▶ _Aim of the task_: Copy each line from the data that has the word "opened" in it.

▶ _Dataset entries_:
..........

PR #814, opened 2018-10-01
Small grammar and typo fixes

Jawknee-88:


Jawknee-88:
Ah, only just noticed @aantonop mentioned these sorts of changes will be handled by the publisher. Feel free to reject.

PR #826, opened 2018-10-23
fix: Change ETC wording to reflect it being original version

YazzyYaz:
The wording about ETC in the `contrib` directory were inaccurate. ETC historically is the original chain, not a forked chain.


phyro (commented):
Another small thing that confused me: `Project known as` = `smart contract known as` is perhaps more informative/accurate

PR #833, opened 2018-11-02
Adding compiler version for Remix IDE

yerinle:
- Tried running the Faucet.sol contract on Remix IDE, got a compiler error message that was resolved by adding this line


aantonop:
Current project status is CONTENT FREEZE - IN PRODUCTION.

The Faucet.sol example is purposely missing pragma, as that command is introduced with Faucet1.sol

..........

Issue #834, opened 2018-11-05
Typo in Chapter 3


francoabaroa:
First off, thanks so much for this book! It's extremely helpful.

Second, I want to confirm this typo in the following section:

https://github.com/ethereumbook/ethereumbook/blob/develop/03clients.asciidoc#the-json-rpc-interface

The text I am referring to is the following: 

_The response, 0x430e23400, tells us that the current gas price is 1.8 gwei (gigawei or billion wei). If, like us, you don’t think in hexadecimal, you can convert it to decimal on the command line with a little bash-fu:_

..........

▶ _Solution to the problem_:
PR #814, opened 2018-10-01
PR #826, opened 2018-10-23
PR #833, opened 2018-11-02
Issue #834, opened 2018-11-05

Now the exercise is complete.